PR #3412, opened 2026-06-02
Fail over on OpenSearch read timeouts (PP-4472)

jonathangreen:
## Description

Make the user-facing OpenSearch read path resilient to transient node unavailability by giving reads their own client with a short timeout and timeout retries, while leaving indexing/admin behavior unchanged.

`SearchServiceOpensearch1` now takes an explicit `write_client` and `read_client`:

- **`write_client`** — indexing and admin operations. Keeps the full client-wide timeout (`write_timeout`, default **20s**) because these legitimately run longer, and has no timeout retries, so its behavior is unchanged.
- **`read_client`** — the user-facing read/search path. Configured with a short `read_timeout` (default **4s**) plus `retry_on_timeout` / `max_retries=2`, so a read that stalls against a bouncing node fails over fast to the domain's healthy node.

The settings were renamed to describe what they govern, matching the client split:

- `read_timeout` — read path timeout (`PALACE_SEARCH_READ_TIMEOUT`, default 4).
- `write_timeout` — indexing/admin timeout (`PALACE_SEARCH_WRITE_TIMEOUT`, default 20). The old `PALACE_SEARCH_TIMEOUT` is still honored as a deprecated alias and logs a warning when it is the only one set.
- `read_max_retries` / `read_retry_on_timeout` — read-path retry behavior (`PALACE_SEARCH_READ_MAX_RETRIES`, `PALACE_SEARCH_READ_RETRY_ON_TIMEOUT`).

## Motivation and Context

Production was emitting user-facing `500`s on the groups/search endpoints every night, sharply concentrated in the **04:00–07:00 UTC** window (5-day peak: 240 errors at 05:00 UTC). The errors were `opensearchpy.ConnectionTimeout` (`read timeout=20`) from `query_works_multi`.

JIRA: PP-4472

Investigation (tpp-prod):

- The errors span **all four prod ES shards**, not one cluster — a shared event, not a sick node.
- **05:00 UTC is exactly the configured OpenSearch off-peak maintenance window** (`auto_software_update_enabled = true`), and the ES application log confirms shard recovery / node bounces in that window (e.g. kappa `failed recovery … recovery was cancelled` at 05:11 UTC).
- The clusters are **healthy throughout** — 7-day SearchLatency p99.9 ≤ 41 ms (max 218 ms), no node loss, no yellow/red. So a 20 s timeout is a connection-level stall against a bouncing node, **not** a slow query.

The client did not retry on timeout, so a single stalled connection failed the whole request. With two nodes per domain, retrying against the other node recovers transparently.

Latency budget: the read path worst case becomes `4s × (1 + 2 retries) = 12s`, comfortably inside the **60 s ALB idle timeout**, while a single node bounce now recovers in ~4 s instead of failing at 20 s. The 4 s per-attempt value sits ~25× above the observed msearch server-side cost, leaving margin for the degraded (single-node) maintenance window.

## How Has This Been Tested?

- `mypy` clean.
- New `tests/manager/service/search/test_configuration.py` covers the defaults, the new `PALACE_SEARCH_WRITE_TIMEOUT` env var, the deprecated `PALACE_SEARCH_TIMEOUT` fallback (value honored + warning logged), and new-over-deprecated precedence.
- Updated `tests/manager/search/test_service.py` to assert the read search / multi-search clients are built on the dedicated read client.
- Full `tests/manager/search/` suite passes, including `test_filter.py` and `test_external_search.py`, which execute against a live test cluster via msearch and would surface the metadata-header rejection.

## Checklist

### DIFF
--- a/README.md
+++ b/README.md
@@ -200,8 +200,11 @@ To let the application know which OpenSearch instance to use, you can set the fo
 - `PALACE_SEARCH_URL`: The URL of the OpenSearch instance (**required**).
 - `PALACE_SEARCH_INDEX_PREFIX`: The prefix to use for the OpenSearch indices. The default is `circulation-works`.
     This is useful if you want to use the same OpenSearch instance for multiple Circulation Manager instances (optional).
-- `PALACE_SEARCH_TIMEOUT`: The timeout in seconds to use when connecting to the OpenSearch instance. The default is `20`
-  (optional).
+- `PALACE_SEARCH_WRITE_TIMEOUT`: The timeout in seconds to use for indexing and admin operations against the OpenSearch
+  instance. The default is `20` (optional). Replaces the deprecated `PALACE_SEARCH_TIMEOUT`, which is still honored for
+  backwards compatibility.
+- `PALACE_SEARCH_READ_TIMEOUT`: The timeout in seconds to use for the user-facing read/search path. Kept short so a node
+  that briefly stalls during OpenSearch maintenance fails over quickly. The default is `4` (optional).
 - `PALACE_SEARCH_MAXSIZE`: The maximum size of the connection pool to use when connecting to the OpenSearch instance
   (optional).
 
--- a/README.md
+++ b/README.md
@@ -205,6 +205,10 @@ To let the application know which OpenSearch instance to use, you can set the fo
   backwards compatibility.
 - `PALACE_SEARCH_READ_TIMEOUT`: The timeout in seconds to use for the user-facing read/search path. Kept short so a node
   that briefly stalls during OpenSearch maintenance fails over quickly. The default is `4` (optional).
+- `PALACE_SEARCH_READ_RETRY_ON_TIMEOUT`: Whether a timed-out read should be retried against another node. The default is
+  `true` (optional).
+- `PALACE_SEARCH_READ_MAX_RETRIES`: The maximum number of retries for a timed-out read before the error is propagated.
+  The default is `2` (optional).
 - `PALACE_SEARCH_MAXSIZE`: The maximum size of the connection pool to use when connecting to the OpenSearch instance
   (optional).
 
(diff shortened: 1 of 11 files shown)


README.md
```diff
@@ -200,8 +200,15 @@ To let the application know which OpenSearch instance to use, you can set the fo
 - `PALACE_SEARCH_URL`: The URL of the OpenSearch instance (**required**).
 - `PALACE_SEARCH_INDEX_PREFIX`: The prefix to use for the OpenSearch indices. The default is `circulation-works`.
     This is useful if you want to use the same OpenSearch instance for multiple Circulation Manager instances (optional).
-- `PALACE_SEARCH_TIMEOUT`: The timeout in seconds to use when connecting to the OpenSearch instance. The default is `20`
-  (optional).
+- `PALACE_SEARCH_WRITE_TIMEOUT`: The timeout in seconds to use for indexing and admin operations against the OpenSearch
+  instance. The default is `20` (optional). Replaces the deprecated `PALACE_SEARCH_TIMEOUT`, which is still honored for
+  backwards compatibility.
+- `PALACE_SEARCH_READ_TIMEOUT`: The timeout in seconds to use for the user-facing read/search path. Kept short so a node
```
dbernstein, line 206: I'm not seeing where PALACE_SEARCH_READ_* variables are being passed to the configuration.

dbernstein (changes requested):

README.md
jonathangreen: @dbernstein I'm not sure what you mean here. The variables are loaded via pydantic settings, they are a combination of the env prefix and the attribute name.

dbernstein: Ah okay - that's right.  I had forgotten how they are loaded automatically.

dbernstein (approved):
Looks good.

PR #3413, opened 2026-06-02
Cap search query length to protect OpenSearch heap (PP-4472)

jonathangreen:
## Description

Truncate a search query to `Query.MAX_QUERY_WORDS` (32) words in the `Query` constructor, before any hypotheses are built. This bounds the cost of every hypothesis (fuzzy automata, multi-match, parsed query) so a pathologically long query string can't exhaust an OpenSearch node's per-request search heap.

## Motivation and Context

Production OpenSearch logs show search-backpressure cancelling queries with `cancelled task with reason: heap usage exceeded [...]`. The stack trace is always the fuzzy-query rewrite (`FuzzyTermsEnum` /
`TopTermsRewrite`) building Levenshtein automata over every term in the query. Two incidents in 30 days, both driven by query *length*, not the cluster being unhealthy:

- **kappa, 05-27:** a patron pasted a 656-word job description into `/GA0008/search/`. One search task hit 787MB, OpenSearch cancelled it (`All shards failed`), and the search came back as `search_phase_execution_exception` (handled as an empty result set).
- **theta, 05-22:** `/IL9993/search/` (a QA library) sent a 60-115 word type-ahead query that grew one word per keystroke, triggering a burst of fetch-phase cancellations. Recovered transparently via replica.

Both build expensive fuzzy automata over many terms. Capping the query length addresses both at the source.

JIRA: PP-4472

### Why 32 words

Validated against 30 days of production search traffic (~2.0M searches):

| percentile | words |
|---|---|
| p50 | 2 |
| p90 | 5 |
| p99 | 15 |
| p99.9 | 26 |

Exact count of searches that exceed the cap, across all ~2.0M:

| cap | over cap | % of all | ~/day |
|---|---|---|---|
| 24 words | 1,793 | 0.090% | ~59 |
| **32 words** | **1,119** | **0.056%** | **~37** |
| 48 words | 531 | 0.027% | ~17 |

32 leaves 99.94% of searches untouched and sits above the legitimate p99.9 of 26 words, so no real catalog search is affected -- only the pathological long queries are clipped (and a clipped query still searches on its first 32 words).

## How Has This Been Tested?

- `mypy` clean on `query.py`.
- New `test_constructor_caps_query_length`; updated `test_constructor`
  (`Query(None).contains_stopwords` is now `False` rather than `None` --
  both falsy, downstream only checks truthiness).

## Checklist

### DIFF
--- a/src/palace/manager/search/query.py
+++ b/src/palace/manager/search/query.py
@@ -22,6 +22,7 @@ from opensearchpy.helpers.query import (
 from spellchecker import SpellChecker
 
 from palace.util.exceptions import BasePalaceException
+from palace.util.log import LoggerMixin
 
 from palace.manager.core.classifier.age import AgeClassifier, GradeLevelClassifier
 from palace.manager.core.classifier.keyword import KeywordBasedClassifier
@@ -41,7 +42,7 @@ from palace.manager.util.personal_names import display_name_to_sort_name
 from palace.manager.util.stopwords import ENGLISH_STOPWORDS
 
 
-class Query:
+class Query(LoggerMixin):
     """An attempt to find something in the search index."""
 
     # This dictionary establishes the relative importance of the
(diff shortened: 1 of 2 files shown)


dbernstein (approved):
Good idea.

Task instructions: Copy out the data above word for word, starting at its first line and ending with the line that contains "now takes an".

Result of this task:
PR #3412, opened 2026-06-02
Fail over on OpenSearch read timeouts (PP-4472)

jonathangreen:
## Description

Make the user-facing OpenSearch read path resilient to transient node unavailability by giving reads their own client with a short timeout and timeout retries, while leaving indexing/admin behavior unchanged.

`SearchServiceOpensearch1` now takes an explicit `write_client` and `read_client`:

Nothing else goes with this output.